Read A Gentleman of Means Online
Authors: Shelley Adina
“But the Dunsmuirs need me. And Tigg. What of him? He has his career to think of.”
“There is nothing preventing his return to his duties,” Claire said. “But I strongly advise you to listen to the doctor and return to Hollys Park until you have recovered.”
“In solitude. What an appealing prospect.”
“Certainly not,” Alice said immediately. “Jake and I might have repaired the bullet holes in
Swan
’s fuselage, but her general refit has yet to be finished. It’s not going to happen overnight—or even by Christmas, I suspect. If you have a field handy, we can fly you home and then you can keep helping us to put the old girl back together, just as we’ve been doing here.”
Oh, bless Alice! What an excellent plan! Claire flung her arms about her and hugged her hard. “What a friend you are, to be sure.” For of course nothing would then stand in the way of Ian’s seeing her excellent qualities. Her maternal side would come out, her softness and vulnerability, and he couldn’t help but fall in love with her.

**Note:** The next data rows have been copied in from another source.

Issue #2393, opened 2024-06-17
Make it possible to log `session.log` output to console.


SandPod:
**Is your feature request related to a problem? Please describe.**
Logging to the console in a cloud hosting environment is crucial because it provides real-time feedback essential for immediate troubleshooting and debugging. Cloud platforms often integrate seamlessly with console logs, enabling real-time monitoring, alerting, and automated response to issues.

**Describe the solution you'd like**
Make it configurable to also always log to the console.

**Additional context**
This is partially already supported when running in development mode: https://github.com/serverpod/serverpod/blob/18d006395a846674e73453e3ad29841157cd2965/packages/serverpod/lib/src/server/session.dart#L199-L203

This implementation needs to be modified in two ways:
1. Logging to standard out should be toggled based on a configuration flag and not a run mode. This should also be configurable through environment variables when the server is started.
2. Multiple logging outputs should be configurable (defaults to current database logging).
3. `stderr` should be used for log messages that have `LogLevel.error`.

lukehutch:
This is now in `log_manager.dart`... I had to make this logging unconditional, because I only have a Linux dev machine, and Serverpod Insights is still not available for Linux, so I need another way to view the server logs easily...

SandPod:
Two updates:

1. We are focusing on improving the logging right now. It's quite tangled so we are working on simplifying it and then adding a separate stoud log writer that is configurable. This should give you good and valid logs for requests directly to the console.

2. We had someone help us validate the Linux build on insights a couple of weeks ago and it seemed to be mostly functional. It is downloadable through this super secret link if you would like to try it out: https://downloads.serverpod.dev/linux/x64/Serverpod-2.0.0.zip

Just swap out `linux/x64` for the version of Serverpod you are running.

lukehutch:
@SandPod Thanks, I tried out Serverpod Insights for Linux.

It works for my development server, but it doesn't correctly interpret the server setting for the production server:

![image](https://github.com/user-attachments/assets/309c360f-bc9f-4d58-80cf-0d4131480cfd)

The server config files use the GCP-internal (private) domains, which are not visible outside that network.

Serverpod Insights can probably predict the correct external domains, based on the internal domains.

PR #2843, opened 2024-10-10
Add Configuration for Controlling `session.log` Output to DB and Console

klkucaj:
### **Description**

This PR introduces the ability to control `session.log` output through both environment variables and configuration files. Logs can now be written to the database, the console, both, or neither, depending on configuration.

### **Key Changes:**
- Added support for two new environment variables:
  - `SERVERPOD_SESSION_PERSISTENT_LOG_ENABLED`
  - `SERVERPOD_SESSION_CONSOLE_LOG_ENABLED`
  
- The `sessionLogs` section in the configuration file now supports:
  - `persistentEnabled`: Enable logging to the database.
  - `consoleEnabled`: Enable logging to the console.

### **Important Note:**
- If `persistentEnabled` is set to `true` but **no database configuration** is provided, a `StateError` will be thrown, as persistent logging requires database support. This ensures that invalid configurations are caught during initialization, preventing silent overrides.

### **How to Configure:**
- **Environment Variables**:
  - Control session logging with:
    - `SERVERPOD_SESSION_PERSISTENT_LOG_ENABLED=true/false`
    - `SERVERPOD_SESSION_CONSOLE_LOG_ENABLED=true/false`
  
- **Configuration File**:
  - Modify the `sessionLogs` section:
    ```yaml
    sessionLogs:
      persistentEnabled: true
      consoleEnabled: true
    ```

Closes: #2393

## Pre-launch Checklist

### DIFF
--- a/packages/serverpod/lib/src/server/log_manager/log_writers.dart
+++ b/packages/serverpod/lib/src/server/log_manager/log_writers.dart
@@ -229,3 +229,45 @@ class StdOutLogWriter extends LogWriter {
     return _logId;
   }
 }
+
+@internal
+class MultipleLogWriter extends LogWriter {
+  final List<LogWriter> _logWriters;
+
+  MultipleLogWriter(this._logWriters);
+
+  @override
+  Future<int> closeLog(SessionLogEntry entry) async {
+    var response =
+        await Future.wait(_logWriters.map((writer) => writer.closeLog(entry)));
+    return response.firstOrNull ?? 0;
+  }
+
+  @override
+  Future<void> logEntry(LogEntry entry) async {
+    await Future.wait(
+      _logWriters.map((writer) => writer.logEntry(entry)),
+    );
+  }
+
+  @override
+  Future<void> logMessage(MessageLogEntry entry) async {
+    await Future.wait(
+      _logWriters.map((writer) => writer.logMessage(entry)),
+    );
+  }
+
+  @override
+  Future<void> logQuery(QueryLogEntry entry) async {
+    await Future.wait(
+      _logWriters.map((writer) => writer.logQuery(entry)),
+    );
+  }
+
+  @override
+  Future<void> openLog(SessionLogEntry entry) async {
+    await Future.wait(
+      _logWriters.map((writer) => writer.openLog(entry)),
+    );
+  }
+}
--- a/packages/serverpod/lib/src/server/log_manager/log_writers.dart
+++ b/packages/serverpod/lib/src/server/log_manager/log_writers.dart
@@ -1,5 +1,6 @@
 import 'dart:io';
 
+import 'package:collection/collection.dart';
 import 'package:meta/meta.dart';
 import 'package:serverpod/protocol.dart';
 import 'package:serverpod/serverpod.dart';
@@ -236,11 +237,33 @@ class MultipleLogWriter extends LogWriter {
 
   MultipleLogWriter(this._logWriters);
 
+  //// Closes logs for all writers and returns the log ID.
+  ///
+  /// The log ID for persistent logging is prioritized if present.
+  /// This is because persistent logs are more critical for long-term record-keeping
+  /// compared to non-persistent logs, such as console logs.
+  /// If no persistent log is available, the first log ID from any writer is returned.
   @override
   Future<int> closeLog(SessionLogEntry entry) async {
-    var response =
-        await Future.wait(_logWriters.map((writer) => writer.closeLog(entry)));
-    return response.firstOrNull ?? 0;
+    int? databaseLogId;
+
+    // Close logs for all writers and collect their log IDs
+    var responses = await Future.wait(_logWriters.map((writer) async {
+      // Each writer closes the log and returns a logId
+      var logId = await writer.closeLog(entry);
+
+      // If this writer is a DatabaseLogWriter, prioritize its logId
+      if (writer is DatabaseLogWriter) {
+        databaseLogId = logId;
+      }
+
+      // Return the logId for this writer to include in the results
+      return logId;
+    }));
+
+    // Return the DatabaseLogWriter's logId if available,
+    // otherwise use the first logId from any writer
+    return databaseLogId ?? responses.firstOrNull ?? 0;
   }
 
   @override
--- a/packages/serverpod/lib/src/server/log_manager/log_writers.dart
+++ b/packages/serverpod/lib/src/server/log_manager/log_writers.dart
@@ -247,22 +247,16 @@ class MultipleLogWriter extends LogWriter {
   Future<int> closeLog(SessionLogEntry entry) async {
     int? databaseLogId;
 
-    // Close logs for all writers and collect their log IDs
     var responses = await Future.wait(_logWriters.map((writer) async {
-      // Each writer closes the log and returns a logId
       var logId = await writer.closeLog(entry);
 
-      // If this writer is a DatabaseLogWriter, prioritize its logId
       if (writer is DatabaseLogWriter) {
         databaseLogId = logId;
       }
 
-      // Return the logId for this writer to include in the results
       return logId;
     }));
 
-    // Return the DatabaseLogWriter's logId if available,
-    // otherwise use the first logId from any writer
     return databaseLogId ?? responses.firstOrNull ?? 0;
   }
 
--- a/packages/serverpod_shared/lib/src/config.dart
+++ b/packages/serverpod_shared/lib/src/config.dart
@@ -38,6 +38,9 @@ class ServerpodConfig {
   /// Authentication key for service protocol.
   late final String? serviceSecret;
 
+  /// Configuration for Session logs.
+  final SessionLogConfig? sessionLogs;
+
   /// Creates a new [ServerpodConfig].
   ServerpodConfig({
     required this.apiServer,
@@ -49,6 +52,7 @@ class ServerpodConfig {
     this.database,
     this.redis,
     this.serviceSecret,
+    this.sessionLogs,
   }) {
     apiServer._name = 'api';
     insightsServer?._name = 'insights';
@@ -126,6 +130,15 @@ class ServerpodConfig {
           )
         : null;
 
+    var sessionLogsConfig = _sessionLogsConfigMap(configMap, environment);
+    var losessionLogs = sessionLogsConfig != null
+        ? SessionLogConfig._fromJson(
+            sessionLogsConfig,
+            ServerpodConfigMap.sessionLogs,
+            databaseEnabled: database != null,
+          )
+        : null;
+
     return ServerpodConfig(
       runMode: runMode,
       serverId: serverId,
@@ -136,6 +149,7 @@ class ServerpodConfig {
       database: database,
       redis: redis,
       serviceSecret: serviceSecret,
+      sessionLogs: losessionLogs,
     );
   }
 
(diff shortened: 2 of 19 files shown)


packages/serverpod_shared/lib/src/config.dart
```diff
@@ -386,6 +401,52 @@ class RedisConfig {
...
+
+  /// Creates a new [SessionLogConfig].
+  SessionLogConfig({
+    required this.persistentEnabled,
+    required this.consoleEnabled,
+  });
+
+  factory SessionLogConfig._fromJson(
+    Map logsSetup,
+    String name, {
```
hampuslavin, line 420: Question: Am I missing something or is this just unused?

packages/serverpod_shared/lib/src/config.dart
```diff
@@ -386,6 +401,52 @@ class RedisConfig {
...
+  final bool consoleEnabled;
+
+  /// Creates a new [SessionLogConfig].
+  SessionLogConfig({
+    required this.persistentEnabled,
+    required this.consoleEnabled,
+  });
+
+  factory SessionLogConfig._fromJson(
+    Map logsSetup,
```
hampuslavin, line 419: Suggestion: should we maybe just call this `sessionLogConfigJson` to be consistent with naming?

packages/serverpod_shared/lib/src/config.dart
```diff
@@ -449,6 +510,15 @@ Map? _redisConfigMap(Map configMap, Map<String, String> environment) {
   ]);
 }
 
+Map? _sessionLogsConfigMap(Map configMap, Map<String, String> environment) {
```
hampuslavin, line 513: Suggestion: Add `build` to the beginning to be consistent
```suggestion
Map? _buildSessionLogsConfigMap(Map configMap, Map<String, String> environment) {
```

packages/serverpod_shared/lib/src/config.dart
```diff
@@ -126,6 +130,15 @@ class ServerpodConfig {
           )
         : null;
 
+    var sessionLogsConfig = _sessionLogsConfigMap(configMap, environment);
+    var losessionLogs = sessionLogsConfig != null
```
hampuslavin, line 134: Suggestion: Rename the first variable to `sessionLogsConfigJson` and the second one to `sessionLogsConfig`

packages/serverpod/lib/src/server/log_manager/log_writers.dart
```diff
@@ -229,3 +229,45 @@ class StdOutLogWriter extends LogWriter {
...
 }
+
+@internal
+class MultipleLogWriter extends LogWriter {
+  final List<LogWriter> _logWriters;
+
+  MultipleLogWriter(this._logWriters);
+
+  @override
+  Future<int> closeLog(SessionLogEntry entry) async {
```
hampuslavin, line 240: Question: What are we using the log id for? Is it a problem that we only return the id of the first log?

packages/serverpod_shared/lib/src/config.dart
```diff
@@ -386,6 +401,52 @@ class RedisConfig {
...
+    Map logsSetup,
+    String name, {
+    required bool databaseEnabled,
+  }) {
+    var persistent =
+        logsSetup[ServerpodEnv.sessionPersistentLogEnabled.configKey] ?? false;
+
+    if (persistent && !databaseEnabled) {
+      stdout.writeln(
+        'Warning: Persistent session logging is enabled in the configuration, but this project was created without database support. '
```
hampuslavin, line 428: NIT/Suggestion: Maybe it could be helpful to be super explicit about what key is causing this warning:
```suggestion
        'Warning: The `persistentEnabled` setting was is enabled in the configuration, but this project was created without database support. '
```

packages/serverpod_shared/test/session_logs_config_test.dart
```diff
@@ -0,0 +1,186 @@
...
+        loadYaml(serverpodConfig),
+      );
+
+      expect(config.sessionLogs?.persistentEnabled, isFalse);
+      expect(config.sessionLogs?.consoleEnabled, isTrue);
+    },
+  );
+
+  test(
+    'Given a Serverpod config with sessionLogs and database when environment variables override them, sessionLogs config reflects the environment overrides.',
```
hampuslavin, line 152: Suggestion: use "then" instead of comma, applies to whole file
```suggestion
    'Given a Serverpod config with sessionLogs and database when environment variables override them then sessionLogs config reflects the environment overrides.',
```

hampuslavin (changes requested):
Nice work! 👍 Left a bunch of minor suggestions and questions

packages/serverpod_shared/lib/src/config.dart
klkucaj: You are right, thanks!

packages/serverpod_shared/lib/src/config.dart
klkucaj: Yes, done, thank u!

packages/serverpod_shared/lib/src/config.dart
klkucaj: @hampuslavin if i do this for this one then we should do for the others, what do u think ?
`_databaseConfigMap`
`_redisConfigMap`
ect ect

packages/serverpod/lib/src/server/log_manager/log_writers.dart
klkucaj: @hampuslavin Since we want to minimize changes, @Isakdl and I agreed to keep it this way. In the current implementation, the database log writer has priority because, when persistent logging is enabled, the database writer is always added first to the list of log writers. This ensures that the database log ID is prioritized. You can see this behavior in the following code snippet:

https://github.com/serverpod/serverpod/blob/c65546bbf0627b06effd0cbd0db2e1227f388427/packages/serverpod/lib/src/server/session.dart#L177-L189

hampuslavin: Ah I see, I wonder if it would make sense to do a check for `is DatabaseLogWriter` and chose the log id based on that. Then it will be agnostic to the order the loggers are added and would be more robust. It would also show the intent clearer in the `closeLog` method. We could even add a comment in the `closeLog` method for why the `DatabaseLogWriter` id is chosen.

packages/serverpod/lib/src/server/log_manager/log_writers.dart
```diff
@@ -236,11 +237,33 @@ class MultipleLogWriter extends LogWriter {
...
+      if (writer is DatabaseLogWriter) {
+        databaseLogId = logId;
+      }
+
+      // Return the logId for this writer to include in the results
+      return logId;
+    }));
+
+    // Return the DatabaseLogWriter's logId if available,
+    // otherwise use the first logId from any writer
```
hampuslavin, line 265: Nit: remove comment, it basically says the same as the code

packages/serverpod/lib/src/server/log_manager/log_writers.dart
```diff
@@ -236,11 +237,33 @@ class MultipleLogWriter extends LogWriter {
...
   @override
   Future<int> closeLog(SessionLogEntry entry) async {
-    var response =
-        await Future.wait(_logWriters.map((writer) => writer.closeLog(entry)));
-    return response.firstOrNull ?? 0;
+    int? databaseLogId;
+
+    // Close logs for all writers and collect their log IDs
+    var responses = await Future.wait(_logWriters.map((writer) async {
+      // Each writer closes the log and returns a logId
```
hampuslavin, line 252: Nit: remove comment, it basically says the same as the code

packages/serverpod_shared/lib/src/config.dart
```diff
@@ -386,6 +402,61 @@ class RedisConfig {
...
+
+    var isSessionPersistentLogEnabled = sessionLogConfigJson[
+            ServerpodEnv.sessionPersistentLogEnabled.configKey] ??
+        false;
+
+    if (isSessionPersistentLogEnabled && !databaseEnabled) {
+      stdout.writeln(
+        'Warning: The `persistentEnabled` setting was enabled in the configuration, but this project was created without database support. '
+        'Persistent logging is only available when the database is enabled, so the value will be overridden and disabled.',
+      );
```
hampuslavin, line 441: Suggestion: when looking at this again, I think we should throw a `StateError` here since it's an invalid state. We should also add a test for it.

hampuslavin (commented):
Looks good! One more thing that I saw now 👁️

packages/serverpod_shared/lib/src/config.dart
klkucaj: Done. Additionally, the validation logic has now been moved to a dedicated `_validate` method, which you can view here:

- https://github.com/serverpod/serverpod/blob/b1e86124ce4a4122d9e099f33c124bd42a640035/packages/serverpod_shared/lib/src/config.dart#L447-L456

This method is called after initialization here:

- https://github.com/serverpod/serverpod/blob/b1e86124ce4a4122d9e099f33c124bd42a640035/packages/serverpod_shared/lib/src/config.dart#L60-L62

The reason for this change is to ensure that the validation is enforced regardless of how the `SessionLogConfig` is initialized. Initially, the validation was embedded in the `_fromJson` factory method, but if someone directly instantiated `SessionLogConfig` outside of this factory, the validation would be skipped.

By moving the validation to a separate `_validate` method, it can be called every time the configuration is initialized, ensuring that the check for persistent logging (i.e., it can only be enabled if the database is available) is always performed, no matter how or when the config is created. This guarantees that the configuration remains consistent and avoids any invalid states during initialization.

Isakdl (approved):
Very nice PR description! Good job!

LGTM! But please also add a PR in the docs repo for this feature.

hampuslavin (approved):
👍

tests/serverpod_test_server/test_integration/logging/session_logging_test.dart
```diff
@@ -214,67 +215,39 @@ void main() async {
...
-            publicScheme: 'http',
-          ),
-          database: DatabaseConfig(
-            host: 'postgres',
-            port: 5432,
-            user: 'postgres',
-            password: 'password',
-            name: 'serverpod_test',
+    test(
+        'when the server is started, then a StateError should be thrown due to lack of database support',
```
hampuslavin: @klkucaj I think this group can be merged into the test below now, right?

tests/serverpod_test_server/test_integration/logging/session_logging_test.dart
```diff
@@ -0,0 +1,318 @@
...
+      var logs = await LoggingUtil.findAllLogs(session);
+      expect(logs, isEmpty);
+      expect(record.output.contains('Test message'), isFalse);
+    });
+  });
+
+  group(
+      'Given persistent logging is enabled but the database support is not available',
+      () {
+    test('a StateError should be thrown due to lack of database support',
```
hampuslavin, line 218: Suggestion: I think these two can be merged into a single `test`.

klkucaj: @hampuslavin done:

https://github.com/serverpod/serverpod/blob/cea16cfc2c0a9b38c93dfed2b27836a04c24bd53/tests/serverpod_test_server/test_integration/logging/session_logging_test.dart#L215-L244

hampuslavin (approved):
🚀 🎸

Ian gazed at Alice as she walked beside him, Claire on her other side. “You would do that, Alice? It seems quite above and beyond. Why, it would mean leaving Claire and Andrew and your other friends here—though I believe I can safely promise that no one will be shooting at you at Hollys Park.”
“With those villains dead, and no one to tell the Doge I’ve pulled up ropes, maybe I won’t need to look over my shoulder any longer,” Alice said. “Anyway, pigeons fly just as fast between here and England as they do anywhere else. We’ll all be in London for the wedding, if nothing else, and that’s only five weeks away.”
Five weeks! Good heavens. And what had Claire managed to accomplish thus far? Deciding that she must really order her wedding dress was a far cry from actually having it in hand, which any other bride-to-be would have done by now. Being married in a laboratory coat would become a certainty if she did not set plans in motion immediately.
“That is true,” Ian admitted.
Claire could smell success in the offing. “And you are all invited down to Gwynn Place for Twelfth Night, so we might be together again there. The girls are anxious to see their families, and Claude is coming from Paris.”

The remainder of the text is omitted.